Fed pick Kevin Warsh apt to cut interest rates anyway

The war in Iran has caused oil prices to spike, prompting concerns about a resurgence of inflation. That has led Federal Reserve officials to raise the possibility that they may pause the Fed’s recent efforts to lower interest rates, or potentially even raise rates.
But that is the Fed as it’s now known. The central bank is likely to soon have a new leader who sees inflation very differently. Kevin Warsh, if confirmed by the Senate, would almost certainly be comfortable lowering rates despite a spike in oil prices.
Warsh is President Donald Trump‘s nominee for the next chair of the Federal Reserve. He would replace Jerome Powell, whose term expires May 15. Trump officially sent Warsh’s nomination to the Senate on Wednesday.
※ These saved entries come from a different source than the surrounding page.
PR #1844, opened 2023-08-17
Use true semver parser for dependency/deprecation handling"

### LINKED ISSUE #1840: SU.deprecated issue after we reached 0.14.10
SILE 0.14.10 no longer warns/errors on some deprecations:
```
SU.deprecated("\\quote", "\\pullquote", "0.14.5", "0.16.0") -- prints nothing now!
```

Due to performing a mere string comparison.

alerque:
Closes #1840


alerque:
Of course this had to highlight the fact that our internal version string is *not* actually fully semver compatible. Bah.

Warsh said in the run-up to his selection that he believed interest rates should be lower than the current federal funds rate of 3.5% to 3.75%, and Trump has made clear he chose Warsh because they share a desire for lower rates.
A surge in inflation could be a difficult challenge for a nominee who needs to thread the needle of Senate confirmation while retaining the president’s support.
A barrel of Brent crude sold for about $72.50 on Friday, before the U.S.-Israeli military campaign unfolded. By Wednesday evening, it was trading for more than $82. Gas prices have risen, raising the specter of higher prices across the economy as Republicans look to hammer an affordability message in the midterm elections.
A lasting $10-a-barrel increase in the price of oil could add as much as a tenth of a percentage point to the so-called core inflation measure that the Fed focuses on, Daleep Singh, chief global economist for asset manager PGIM Fixed Income, wrote in a note to clients late Tuesday.
In that scenario, “the most likely response from the Powell Fed would be to validate an extended pause,” wrote Singh, who advised then-President Joe Biden on national security.
These issues may turn out to be academic. The Trump administration says it has plans to help reverse the rise in oil prices, and the war may be over by the time Warsh takes office in May or June.
Fed members differ from Warsh
Some of the Fed’s voting members have said they are worried about how Iran will negatively affect the economic outlook, showing more concern than Warsh likely would as chair.
“I had a lot of confidence up until a couple of days ago,” Minneapolis Fed President Neel Kashkari said at a Bloomberg event in New York on Tuesday. Now, he said, he needs to see more data to make a judgment about what should happen to interest rates.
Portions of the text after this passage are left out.